Go through the lines below and copy any that hold the string "restored".

═════ Entries provided

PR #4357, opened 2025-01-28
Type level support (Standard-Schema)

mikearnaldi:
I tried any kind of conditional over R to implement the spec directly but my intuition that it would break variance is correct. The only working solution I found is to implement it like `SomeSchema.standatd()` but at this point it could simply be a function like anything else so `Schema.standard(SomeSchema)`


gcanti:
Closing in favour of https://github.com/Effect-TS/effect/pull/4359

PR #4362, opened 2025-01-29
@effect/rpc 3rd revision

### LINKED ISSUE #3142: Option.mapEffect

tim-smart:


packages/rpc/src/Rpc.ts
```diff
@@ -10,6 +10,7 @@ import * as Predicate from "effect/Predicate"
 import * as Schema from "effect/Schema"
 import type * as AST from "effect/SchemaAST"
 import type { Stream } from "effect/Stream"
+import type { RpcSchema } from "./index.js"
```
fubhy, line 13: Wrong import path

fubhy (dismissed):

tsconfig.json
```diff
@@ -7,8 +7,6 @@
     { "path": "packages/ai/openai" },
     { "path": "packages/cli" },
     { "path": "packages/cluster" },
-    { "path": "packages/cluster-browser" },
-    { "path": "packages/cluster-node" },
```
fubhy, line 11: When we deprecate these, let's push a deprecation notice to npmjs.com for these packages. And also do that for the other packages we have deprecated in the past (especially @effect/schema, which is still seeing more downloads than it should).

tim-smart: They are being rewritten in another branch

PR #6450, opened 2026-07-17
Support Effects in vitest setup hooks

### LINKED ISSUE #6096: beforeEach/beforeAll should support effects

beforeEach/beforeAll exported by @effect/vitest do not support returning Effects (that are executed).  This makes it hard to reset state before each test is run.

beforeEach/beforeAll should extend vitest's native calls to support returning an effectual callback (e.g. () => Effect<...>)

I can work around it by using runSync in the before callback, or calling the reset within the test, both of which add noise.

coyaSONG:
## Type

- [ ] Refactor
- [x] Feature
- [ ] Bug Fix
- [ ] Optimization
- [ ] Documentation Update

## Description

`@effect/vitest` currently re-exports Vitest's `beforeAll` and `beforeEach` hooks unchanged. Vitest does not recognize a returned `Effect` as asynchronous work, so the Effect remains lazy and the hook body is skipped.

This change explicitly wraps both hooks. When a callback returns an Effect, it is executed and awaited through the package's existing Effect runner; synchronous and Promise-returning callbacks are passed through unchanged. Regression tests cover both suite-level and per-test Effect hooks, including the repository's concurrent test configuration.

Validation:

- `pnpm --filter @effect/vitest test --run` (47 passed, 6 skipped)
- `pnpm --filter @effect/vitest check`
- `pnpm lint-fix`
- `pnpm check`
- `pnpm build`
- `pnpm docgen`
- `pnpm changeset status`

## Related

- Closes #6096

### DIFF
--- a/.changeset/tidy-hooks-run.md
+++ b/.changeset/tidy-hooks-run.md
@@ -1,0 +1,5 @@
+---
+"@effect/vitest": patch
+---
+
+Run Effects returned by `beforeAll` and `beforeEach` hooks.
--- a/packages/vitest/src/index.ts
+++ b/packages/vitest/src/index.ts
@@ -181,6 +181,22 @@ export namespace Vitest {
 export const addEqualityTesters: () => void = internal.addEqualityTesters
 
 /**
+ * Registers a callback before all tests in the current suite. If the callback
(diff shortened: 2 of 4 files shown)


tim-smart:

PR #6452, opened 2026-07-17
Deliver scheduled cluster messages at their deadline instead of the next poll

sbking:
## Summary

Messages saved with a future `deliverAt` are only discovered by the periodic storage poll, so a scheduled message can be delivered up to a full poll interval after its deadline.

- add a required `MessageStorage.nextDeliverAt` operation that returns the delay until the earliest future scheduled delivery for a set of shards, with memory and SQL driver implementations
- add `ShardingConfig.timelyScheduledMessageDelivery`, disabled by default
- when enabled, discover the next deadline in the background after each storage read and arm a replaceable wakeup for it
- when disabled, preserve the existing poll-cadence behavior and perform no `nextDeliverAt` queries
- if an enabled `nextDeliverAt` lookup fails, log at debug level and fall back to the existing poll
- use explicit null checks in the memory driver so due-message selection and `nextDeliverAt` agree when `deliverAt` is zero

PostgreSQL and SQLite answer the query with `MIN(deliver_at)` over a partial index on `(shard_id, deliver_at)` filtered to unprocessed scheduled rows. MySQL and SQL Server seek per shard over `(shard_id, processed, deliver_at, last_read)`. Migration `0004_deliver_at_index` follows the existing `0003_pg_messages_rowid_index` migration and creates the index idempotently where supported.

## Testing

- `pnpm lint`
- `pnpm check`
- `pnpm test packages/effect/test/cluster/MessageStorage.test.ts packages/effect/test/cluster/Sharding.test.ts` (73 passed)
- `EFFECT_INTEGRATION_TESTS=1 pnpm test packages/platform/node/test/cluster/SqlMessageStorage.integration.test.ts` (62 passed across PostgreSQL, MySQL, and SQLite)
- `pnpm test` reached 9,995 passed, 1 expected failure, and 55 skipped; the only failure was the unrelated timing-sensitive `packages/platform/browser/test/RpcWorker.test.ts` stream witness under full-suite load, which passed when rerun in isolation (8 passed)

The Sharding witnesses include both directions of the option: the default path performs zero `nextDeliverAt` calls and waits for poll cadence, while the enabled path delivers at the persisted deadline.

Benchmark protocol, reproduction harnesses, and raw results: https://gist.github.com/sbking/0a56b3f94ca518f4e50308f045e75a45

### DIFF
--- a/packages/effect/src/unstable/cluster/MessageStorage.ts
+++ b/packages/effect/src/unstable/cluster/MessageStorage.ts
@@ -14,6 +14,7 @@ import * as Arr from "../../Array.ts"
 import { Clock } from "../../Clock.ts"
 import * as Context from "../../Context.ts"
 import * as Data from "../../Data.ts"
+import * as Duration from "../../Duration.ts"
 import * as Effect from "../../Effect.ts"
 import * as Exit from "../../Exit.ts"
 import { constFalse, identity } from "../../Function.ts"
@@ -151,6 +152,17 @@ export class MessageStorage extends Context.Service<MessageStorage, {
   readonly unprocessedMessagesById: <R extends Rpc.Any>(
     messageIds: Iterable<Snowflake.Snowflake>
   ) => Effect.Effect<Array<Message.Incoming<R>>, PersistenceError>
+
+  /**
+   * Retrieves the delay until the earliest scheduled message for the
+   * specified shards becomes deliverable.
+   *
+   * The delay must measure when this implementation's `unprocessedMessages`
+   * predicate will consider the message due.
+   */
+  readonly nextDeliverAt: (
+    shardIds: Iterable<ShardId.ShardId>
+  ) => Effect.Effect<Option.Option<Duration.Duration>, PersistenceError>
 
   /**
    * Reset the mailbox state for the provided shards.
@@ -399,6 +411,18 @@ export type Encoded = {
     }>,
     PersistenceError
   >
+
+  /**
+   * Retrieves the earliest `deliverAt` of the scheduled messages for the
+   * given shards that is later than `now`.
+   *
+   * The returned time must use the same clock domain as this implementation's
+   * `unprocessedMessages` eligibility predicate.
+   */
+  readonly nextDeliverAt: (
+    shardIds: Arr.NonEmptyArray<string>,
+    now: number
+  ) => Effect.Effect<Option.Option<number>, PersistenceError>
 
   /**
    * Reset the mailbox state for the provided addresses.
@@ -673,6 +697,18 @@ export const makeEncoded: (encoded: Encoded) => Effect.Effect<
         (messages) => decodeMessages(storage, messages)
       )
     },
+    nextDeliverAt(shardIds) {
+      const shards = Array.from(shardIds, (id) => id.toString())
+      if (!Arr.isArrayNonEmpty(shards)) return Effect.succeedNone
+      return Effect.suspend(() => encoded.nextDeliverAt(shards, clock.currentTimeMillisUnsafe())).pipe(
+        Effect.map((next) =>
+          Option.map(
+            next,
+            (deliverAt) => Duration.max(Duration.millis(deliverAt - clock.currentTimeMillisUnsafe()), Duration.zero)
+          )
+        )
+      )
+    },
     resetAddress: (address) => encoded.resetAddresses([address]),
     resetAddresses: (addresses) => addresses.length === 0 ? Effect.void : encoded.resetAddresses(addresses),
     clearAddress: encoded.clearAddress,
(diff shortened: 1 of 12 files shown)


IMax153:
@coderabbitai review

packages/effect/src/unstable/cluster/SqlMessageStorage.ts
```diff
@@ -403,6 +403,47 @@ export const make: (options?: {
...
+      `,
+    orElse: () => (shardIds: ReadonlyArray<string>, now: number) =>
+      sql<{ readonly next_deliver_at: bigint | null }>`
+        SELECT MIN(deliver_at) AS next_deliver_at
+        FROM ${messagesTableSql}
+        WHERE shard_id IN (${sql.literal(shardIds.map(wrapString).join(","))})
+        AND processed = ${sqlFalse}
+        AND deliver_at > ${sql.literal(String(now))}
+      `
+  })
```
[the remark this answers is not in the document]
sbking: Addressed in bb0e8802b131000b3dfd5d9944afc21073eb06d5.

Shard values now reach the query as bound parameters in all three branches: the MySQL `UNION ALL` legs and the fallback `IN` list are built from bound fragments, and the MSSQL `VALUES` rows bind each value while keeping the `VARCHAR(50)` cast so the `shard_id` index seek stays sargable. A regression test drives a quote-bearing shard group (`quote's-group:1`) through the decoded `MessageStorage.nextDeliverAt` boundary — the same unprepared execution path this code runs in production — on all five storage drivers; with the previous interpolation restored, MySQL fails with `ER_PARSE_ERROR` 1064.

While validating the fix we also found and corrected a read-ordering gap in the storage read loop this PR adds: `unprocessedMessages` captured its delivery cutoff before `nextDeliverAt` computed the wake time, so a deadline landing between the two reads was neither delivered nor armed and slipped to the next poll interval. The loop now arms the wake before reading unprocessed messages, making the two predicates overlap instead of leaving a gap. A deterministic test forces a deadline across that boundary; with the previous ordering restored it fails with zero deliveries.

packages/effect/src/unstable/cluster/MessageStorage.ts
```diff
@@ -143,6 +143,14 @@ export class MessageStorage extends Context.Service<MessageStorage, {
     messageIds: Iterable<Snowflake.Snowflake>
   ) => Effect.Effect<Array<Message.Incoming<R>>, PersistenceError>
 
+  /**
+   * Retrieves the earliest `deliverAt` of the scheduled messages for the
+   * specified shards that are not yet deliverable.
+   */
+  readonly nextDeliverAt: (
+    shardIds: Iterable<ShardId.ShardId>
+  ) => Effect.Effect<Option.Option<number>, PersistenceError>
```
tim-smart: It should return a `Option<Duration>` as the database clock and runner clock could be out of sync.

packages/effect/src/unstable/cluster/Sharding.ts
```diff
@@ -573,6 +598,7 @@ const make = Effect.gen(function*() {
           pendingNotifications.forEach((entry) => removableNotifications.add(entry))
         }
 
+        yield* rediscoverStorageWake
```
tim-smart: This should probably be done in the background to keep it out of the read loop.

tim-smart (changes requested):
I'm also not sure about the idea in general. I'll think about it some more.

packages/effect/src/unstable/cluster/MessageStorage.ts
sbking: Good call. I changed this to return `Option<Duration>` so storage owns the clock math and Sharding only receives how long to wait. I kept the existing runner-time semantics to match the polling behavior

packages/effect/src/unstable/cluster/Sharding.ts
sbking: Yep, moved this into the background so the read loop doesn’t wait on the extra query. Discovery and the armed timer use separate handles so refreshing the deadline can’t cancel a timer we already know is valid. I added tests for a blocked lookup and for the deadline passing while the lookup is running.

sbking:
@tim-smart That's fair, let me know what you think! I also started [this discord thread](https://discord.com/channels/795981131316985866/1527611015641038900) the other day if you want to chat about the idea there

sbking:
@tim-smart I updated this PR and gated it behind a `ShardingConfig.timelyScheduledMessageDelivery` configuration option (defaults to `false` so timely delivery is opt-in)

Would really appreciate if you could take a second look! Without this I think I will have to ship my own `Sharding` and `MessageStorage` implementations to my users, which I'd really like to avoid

══════════
═════ Entries provided

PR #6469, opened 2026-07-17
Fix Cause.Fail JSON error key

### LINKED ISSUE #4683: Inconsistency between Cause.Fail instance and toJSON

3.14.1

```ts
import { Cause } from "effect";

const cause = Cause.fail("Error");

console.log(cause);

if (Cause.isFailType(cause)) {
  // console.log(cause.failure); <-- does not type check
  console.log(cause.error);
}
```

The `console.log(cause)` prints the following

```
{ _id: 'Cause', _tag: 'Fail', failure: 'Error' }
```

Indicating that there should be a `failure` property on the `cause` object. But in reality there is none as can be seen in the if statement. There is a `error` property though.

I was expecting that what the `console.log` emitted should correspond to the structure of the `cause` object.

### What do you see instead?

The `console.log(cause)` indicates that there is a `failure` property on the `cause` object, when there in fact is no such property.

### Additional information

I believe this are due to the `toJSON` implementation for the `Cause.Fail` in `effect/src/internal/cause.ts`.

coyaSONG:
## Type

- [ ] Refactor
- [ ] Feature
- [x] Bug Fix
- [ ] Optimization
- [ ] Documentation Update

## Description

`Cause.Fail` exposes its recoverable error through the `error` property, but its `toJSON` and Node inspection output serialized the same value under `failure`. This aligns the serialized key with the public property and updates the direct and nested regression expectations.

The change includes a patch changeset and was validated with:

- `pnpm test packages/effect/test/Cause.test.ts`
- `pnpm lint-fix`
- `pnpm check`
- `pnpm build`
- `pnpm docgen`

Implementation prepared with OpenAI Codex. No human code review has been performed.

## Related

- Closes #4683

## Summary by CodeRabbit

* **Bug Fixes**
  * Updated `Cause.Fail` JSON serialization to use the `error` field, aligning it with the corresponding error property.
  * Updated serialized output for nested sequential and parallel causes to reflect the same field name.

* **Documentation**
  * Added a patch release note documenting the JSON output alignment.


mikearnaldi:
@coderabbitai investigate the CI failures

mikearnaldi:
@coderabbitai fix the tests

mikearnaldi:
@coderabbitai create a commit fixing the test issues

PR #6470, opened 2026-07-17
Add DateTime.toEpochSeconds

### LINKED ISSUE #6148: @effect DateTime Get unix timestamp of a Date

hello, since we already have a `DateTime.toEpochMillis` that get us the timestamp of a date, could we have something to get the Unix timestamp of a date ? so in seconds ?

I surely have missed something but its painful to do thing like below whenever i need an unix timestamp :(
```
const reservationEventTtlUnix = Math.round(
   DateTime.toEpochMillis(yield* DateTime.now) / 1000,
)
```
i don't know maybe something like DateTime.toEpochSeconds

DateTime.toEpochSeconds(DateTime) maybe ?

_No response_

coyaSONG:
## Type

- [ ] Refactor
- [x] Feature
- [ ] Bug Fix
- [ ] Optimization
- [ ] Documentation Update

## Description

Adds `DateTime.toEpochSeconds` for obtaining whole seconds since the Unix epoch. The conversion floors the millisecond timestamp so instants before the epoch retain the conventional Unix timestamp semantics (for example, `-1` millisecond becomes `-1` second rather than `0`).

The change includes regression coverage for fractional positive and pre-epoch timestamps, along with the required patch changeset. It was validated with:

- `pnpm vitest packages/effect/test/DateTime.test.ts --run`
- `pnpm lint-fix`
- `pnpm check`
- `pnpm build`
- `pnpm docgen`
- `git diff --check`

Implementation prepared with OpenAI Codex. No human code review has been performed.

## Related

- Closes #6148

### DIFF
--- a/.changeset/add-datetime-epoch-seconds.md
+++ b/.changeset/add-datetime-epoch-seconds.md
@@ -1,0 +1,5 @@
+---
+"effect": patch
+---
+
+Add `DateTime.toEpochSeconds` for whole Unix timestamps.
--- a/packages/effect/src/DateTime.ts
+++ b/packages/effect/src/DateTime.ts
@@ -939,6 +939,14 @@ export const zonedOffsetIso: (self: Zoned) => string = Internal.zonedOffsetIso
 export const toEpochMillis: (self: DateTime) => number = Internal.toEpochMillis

══════════

# Task output
Shard values now reach the query as bound parameters in all three branches: the MySQL `UNION ALL` legs and the fallback `IN` list are built from bound fragments, and the MSSQL `VALUES` rows bind each value while keeping the `VARCHAR(50)` cast so the `shard_id` index seek stays sargable. A regression test drives a quote-bearing shard group (`quote's-group:1`) through the decoded `MessageStorage.nextDeliverAt` boundary — the same unprepared execution path this code runs in production — on all five storage drivers; with the previous interpolation restored, MySQL fails with `ER_PARSE_ERROR` 1064.
While validating the fix we also found and corrected a read-ordering gap in the storage read loop this PR adds: `unprocessedMessages` captured its delivery cutoff before `nextDeliverAt` computed the wake time, so a deadline landing between the two reads was neither delivered nor armed and slipped to the next poll interval. The loop now arms the wake before reading unprocessed messages, making the two predicates overlap instead of leaving a gap. A deterministic test forces a deadline across that boundary; with the previous ordering restored it fails with zero deliveries.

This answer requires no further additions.